GIVEN MATERIAL
PR #517, opened 2024-01-19
feat: Enable Block Streams Start from V1 Interruption

### LINKED ISSUE #417: Enable dedicated streams to start from interruption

PROBLEM TO WORK ON
Every line of the data must be written out again word for word.

COMPLETED EXERCISE
PR #517, opened 2024-01-19
feat: Enable Block Streams Start from V1 Interruption

### LINKED ISSUE #417: Enable dedicated streams to start from interruption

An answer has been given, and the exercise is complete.